*** Dataset content ***

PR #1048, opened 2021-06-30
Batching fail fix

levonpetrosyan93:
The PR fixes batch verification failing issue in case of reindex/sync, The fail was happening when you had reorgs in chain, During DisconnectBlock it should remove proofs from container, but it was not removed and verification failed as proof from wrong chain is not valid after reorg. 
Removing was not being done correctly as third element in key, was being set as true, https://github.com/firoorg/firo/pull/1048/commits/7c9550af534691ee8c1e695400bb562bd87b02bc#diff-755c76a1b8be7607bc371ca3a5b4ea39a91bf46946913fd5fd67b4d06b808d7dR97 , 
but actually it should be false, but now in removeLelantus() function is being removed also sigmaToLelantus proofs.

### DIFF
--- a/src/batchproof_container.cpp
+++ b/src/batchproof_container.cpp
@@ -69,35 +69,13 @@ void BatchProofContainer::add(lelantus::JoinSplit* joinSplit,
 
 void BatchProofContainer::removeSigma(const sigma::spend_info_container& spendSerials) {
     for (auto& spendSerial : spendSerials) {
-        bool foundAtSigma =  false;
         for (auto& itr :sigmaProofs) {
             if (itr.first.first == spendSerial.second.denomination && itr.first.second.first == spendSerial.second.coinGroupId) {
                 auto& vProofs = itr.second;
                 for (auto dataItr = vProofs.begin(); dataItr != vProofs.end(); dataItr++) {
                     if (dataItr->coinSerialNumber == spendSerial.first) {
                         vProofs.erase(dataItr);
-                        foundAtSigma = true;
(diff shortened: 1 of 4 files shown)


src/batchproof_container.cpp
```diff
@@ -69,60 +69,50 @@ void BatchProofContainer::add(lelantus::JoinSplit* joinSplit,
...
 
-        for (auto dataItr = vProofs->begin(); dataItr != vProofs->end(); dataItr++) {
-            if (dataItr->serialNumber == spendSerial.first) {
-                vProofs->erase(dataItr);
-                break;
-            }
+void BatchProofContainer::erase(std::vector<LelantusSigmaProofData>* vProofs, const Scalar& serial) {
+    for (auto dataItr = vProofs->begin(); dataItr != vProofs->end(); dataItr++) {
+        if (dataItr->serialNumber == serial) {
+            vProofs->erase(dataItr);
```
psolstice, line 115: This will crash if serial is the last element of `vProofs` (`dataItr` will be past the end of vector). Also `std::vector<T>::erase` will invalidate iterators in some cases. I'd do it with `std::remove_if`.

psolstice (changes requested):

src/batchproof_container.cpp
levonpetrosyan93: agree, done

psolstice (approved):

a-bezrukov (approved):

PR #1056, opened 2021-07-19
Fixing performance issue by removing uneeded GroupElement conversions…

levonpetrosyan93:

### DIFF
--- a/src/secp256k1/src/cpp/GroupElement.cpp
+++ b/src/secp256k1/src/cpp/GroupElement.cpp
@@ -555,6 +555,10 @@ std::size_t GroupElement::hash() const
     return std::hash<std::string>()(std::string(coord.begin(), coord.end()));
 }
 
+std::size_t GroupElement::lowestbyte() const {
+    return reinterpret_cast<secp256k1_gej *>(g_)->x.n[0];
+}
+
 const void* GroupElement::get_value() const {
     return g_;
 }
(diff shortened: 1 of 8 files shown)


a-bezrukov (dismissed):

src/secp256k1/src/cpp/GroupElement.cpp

*** End of Dataset content ***
*** Dataset content ***

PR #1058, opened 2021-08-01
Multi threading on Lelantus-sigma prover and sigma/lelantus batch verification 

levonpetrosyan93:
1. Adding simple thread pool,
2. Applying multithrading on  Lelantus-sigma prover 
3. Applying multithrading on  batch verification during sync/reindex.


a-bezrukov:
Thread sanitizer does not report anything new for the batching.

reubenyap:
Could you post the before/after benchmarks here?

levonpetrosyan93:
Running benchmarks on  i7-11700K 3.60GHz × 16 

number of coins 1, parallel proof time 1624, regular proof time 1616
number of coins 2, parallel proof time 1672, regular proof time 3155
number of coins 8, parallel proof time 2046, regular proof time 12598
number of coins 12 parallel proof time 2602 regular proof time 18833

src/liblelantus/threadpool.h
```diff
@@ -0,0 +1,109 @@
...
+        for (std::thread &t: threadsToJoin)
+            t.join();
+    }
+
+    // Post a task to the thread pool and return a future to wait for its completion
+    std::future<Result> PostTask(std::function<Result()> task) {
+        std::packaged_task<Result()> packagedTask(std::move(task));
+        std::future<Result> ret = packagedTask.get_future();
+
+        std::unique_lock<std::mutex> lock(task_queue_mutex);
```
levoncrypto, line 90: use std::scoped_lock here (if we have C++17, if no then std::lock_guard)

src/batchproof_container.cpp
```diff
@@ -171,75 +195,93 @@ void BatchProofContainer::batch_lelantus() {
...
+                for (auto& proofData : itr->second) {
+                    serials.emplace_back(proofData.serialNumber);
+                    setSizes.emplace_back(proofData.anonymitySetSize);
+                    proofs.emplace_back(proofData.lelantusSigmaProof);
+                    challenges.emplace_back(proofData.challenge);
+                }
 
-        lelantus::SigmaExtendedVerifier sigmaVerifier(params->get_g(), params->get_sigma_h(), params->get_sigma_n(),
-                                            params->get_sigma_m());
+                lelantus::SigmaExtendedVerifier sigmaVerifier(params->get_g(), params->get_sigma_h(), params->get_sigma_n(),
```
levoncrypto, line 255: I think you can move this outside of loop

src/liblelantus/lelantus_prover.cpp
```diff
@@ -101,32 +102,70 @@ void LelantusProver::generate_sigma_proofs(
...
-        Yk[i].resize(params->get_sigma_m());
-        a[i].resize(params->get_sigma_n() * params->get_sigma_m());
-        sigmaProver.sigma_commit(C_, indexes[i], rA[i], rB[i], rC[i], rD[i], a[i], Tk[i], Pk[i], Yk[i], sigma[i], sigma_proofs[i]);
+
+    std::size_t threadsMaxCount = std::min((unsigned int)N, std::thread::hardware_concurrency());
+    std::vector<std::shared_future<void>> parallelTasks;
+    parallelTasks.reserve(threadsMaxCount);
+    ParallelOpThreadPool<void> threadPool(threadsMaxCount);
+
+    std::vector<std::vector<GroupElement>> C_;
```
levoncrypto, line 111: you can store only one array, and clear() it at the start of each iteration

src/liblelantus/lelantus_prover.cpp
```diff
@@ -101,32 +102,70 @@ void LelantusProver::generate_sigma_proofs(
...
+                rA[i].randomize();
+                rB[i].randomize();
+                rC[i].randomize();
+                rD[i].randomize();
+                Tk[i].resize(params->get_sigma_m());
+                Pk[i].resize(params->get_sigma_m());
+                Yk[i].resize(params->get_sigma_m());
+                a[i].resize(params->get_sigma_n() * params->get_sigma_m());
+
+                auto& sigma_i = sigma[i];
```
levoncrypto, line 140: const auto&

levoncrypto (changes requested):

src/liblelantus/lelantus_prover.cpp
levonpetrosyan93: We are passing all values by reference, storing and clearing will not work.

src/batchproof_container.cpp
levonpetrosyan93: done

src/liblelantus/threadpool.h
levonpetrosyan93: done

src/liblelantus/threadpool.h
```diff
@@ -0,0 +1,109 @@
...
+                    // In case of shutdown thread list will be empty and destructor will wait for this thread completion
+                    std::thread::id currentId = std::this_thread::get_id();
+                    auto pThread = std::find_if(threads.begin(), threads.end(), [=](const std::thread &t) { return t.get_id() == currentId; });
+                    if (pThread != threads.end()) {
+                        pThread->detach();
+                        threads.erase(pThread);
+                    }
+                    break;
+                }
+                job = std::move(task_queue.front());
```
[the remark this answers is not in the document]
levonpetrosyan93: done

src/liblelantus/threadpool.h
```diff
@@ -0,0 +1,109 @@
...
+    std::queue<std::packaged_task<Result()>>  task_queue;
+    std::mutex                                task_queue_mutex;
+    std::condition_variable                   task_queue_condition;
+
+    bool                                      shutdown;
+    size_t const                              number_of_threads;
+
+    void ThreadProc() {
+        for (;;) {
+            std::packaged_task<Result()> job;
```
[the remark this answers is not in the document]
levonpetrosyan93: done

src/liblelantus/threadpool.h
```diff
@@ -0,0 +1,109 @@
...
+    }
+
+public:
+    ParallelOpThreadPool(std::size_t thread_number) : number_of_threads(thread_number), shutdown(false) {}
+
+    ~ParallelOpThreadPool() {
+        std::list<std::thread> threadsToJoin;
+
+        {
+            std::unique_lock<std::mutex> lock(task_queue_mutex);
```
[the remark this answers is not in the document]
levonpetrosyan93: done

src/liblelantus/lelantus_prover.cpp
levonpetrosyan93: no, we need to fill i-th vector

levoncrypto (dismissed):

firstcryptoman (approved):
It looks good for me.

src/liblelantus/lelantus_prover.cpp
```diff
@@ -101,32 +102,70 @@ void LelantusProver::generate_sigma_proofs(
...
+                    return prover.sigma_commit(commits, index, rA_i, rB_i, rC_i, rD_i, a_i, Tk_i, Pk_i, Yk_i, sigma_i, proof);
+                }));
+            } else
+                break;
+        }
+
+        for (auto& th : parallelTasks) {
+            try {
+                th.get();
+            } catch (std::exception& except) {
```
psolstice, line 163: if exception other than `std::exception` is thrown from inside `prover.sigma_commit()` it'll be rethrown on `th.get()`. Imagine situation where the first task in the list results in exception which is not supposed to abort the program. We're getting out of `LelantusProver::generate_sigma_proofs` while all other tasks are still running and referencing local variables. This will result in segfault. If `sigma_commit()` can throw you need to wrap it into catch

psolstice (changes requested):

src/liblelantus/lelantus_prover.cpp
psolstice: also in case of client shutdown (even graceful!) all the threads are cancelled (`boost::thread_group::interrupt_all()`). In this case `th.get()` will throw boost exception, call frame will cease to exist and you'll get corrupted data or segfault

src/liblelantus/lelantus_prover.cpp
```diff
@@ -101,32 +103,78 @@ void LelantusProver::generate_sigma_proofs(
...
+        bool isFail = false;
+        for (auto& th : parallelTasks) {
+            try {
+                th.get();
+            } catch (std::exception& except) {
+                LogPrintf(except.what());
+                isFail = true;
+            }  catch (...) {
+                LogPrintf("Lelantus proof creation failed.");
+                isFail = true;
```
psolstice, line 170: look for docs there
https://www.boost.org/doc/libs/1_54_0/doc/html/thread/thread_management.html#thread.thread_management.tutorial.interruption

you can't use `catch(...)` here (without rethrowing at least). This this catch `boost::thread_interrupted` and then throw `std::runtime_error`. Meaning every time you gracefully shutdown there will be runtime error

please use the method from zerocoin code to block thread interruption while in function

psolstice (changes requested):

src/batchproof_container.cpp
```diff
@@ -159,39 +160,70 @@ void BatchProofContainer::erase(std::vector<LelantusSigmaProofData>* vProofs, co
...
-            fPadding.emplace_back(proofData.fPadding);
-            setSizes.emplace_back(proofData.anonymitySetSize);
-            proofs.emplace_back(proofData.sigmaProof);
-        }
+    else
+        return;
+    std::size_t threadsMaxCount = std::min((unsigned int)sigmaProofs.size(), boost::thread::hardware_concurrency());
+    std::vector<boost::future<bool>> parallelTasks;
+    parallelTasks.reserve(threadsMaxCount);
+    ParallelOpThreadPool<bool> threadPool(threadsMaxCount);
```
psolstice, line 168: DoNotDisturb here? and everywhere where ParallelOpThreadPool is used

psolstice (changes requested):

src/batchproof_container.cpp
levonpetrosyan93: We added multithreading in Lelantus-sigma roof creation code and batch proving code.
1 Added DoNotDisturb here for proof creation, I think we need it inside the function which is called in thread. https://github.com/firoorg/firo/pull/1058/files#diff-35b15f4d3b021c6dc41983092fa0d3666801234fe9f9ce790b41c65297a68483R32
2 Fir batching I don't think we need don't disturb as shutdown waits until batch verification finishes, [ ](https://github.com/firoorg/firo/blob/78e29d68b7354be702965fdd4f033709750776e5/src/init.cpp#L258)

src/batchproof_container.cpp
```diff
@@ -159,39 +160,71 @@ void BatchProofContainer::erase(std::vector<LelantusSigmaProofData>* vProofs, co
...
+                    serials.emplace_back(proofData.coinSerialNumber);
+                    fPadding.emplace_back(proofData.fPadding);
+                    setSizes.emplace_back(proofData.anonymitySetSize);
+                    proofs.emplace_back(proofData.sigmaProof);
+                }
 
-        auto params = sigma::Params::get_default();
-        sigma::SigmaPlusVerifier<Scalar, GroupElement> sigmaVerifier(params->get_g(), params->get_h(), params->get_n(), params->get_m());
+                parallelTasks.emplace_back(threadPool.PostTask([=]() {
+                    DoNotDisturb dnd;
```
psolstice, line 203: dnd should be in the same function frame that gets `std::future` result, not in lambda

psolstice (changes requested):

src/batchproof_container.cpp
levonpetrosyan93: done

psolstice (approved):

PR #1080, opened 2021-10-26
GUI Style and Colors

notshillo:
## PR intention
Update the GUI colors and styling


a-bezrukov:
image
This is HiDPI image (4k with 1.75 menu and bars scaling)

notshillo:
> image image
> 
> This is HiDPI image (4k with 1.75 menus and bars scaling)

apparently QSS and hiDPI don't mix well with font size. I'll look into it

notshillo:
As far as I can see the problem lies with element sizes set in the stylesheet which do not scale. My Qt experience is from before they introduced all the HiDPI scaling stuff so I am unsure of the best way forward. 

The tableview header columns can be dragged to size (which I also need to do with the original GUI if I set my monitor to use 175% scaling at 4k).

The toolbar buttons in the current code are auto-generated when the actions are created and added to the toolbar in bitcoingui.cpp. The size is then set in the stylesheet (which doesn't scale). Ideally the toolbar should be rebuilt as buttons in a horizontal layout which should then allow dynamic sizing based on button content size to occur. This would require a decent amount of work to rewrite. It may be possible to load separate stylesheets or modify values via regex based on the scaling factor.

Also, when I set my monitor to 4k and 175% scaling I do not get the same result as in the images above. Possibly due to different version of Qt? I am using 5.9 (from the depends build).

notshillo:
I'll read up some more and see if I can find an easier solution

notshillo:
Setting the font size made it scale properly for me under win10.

*** End of Dataset content ***
*** Dataset content ***

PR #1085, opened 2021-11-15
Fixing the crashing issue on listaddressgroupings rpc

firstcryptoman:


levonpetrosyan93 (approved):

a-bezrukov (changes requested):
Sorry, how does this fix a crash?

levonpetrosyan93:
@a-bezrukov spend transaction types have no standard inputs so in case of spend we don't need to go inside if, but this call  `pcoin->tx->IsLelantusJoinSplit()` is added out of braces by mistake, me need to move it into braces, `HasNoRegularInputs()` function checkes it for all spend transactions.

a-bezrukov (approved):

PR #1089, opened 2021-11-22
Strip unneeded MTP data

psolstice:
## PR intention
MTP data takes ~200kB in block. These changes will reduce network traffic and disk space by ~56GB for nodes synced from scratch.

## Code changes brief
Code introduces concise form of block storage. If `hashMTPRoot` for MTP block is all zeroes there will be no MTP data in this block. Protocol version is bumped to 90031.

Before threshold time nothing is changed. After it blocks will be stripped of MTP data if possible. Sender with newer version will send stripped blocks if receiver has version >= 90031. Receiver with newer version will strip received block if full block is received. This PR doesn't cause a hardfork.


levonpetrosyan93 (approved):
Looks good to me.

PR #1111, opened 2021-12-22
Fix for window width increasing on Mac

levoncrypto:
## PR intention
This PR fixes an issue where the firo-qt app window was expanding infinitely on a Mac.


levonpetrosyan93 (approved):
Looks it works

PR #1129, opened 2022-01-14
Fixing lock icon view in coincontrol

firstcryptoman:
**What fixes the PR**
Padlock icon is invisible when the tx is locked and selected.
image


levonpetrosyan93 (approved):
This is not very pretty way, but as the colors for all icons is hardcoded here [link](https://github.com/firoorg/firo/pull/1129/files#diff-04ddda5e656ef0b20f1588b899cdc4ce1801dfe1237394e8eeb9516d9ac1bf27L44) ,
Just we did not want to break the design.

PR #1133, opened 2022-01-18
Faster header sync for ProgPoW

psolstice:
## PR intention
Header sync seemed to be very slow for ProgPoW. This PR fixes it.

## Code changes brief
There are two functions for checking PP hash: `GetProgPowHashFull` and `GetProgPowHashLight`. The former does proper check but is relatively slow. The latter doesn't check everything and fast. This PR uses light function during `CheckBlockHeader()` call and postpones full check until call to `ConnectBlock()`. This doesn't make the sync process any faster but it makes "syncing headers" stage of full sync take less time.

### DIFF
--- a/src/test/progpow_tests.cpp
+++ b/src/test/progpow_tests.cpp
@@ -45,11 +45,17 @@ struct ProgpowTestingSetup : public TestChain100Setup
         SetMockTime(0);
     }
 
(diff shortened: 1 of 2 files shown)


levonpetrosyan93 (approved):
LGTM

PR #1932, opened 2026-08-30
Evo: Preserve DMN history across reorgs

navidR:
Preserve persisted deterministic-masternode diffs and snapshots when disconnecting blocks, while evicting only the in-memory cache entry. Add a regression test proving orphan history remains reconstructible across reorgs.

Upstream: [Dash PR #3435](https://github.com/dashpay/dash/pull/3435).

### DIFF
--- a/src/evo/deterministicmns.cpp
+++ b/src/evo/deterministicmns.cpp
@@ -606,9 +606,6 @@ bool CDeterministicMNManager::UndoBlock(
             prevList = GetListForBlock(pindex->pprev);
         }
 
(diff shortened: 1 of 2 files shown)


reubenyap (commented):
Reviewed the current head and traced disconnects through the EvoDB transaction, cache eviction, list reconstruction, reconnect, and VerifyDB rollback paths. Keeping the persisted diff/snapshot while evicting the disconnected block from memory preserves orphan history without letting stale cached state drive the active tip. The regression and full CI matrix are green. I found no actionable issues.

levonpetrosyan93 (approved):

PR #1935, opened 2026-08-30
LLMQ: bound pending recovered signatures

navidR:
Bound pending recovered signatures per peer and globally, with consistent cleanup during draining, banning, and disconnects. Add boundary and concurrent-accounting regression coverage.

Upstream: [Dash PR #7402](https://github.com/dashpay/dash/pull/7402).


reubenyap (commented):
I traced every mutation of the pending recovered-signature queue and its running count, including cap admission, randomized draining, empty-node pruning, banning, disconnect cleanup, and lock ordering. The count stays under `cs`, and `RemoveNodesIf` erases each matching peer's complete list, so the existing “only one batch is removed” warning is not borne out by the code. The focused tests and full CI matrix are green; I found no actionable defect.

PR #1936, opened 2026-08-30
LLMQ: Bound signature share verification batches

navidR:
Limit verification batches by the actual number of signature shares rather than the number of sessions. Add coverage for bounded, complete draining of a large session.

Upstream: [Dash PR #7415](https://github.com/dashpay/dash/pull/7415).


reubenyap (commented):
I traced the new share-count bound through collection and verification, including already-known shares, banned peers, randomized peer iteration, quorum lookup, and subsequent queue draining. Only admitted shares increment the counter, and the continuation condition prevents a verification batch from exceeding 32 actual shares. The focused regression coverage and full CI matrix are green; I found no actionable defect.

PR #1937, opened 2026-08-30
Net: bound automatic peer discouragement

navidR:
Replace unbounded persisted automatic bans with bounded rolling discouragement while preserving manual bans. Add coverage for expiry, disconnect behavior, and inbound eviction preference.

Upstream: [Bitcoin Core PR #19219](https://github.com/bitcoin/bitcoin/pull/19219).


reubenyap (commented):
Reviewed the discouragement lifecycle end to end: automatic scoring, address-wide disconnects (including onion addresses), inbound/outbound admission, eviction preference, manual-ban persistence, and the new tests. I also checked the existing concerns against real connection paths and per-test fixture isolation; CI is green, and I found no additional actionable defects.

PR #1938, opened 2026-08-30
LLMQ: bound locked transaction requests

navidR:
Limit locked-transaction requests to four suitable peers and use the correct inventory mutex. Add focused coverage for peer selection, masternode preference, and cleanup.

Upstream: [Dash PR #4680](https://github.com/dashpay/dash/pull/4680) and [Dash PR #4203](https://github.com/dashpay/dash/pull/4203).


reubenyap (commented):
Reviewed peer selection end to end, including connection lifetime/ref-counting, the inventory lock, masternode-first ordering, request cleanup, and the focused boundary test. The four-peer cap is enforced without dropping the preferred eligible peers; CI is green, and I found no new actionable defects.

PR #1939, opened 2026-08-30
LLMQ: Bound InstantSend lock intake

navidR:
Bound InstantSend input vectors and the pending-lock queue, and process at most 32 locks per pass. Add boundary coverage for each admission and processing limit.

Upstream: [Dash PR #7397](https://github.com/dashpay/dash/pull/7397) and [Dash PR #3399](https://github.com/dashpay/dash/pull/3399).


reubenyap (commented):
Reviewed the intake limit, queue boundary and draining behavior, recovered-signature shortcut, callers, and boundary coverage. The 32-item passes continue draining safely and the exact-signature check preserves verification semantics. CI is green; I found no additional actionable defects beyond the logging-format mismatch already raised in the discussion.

*** End of Dataset content ***

Aim of the exercise
Nothing except a number is needed: how many lines of the entries contain the word "bars"?

Result
2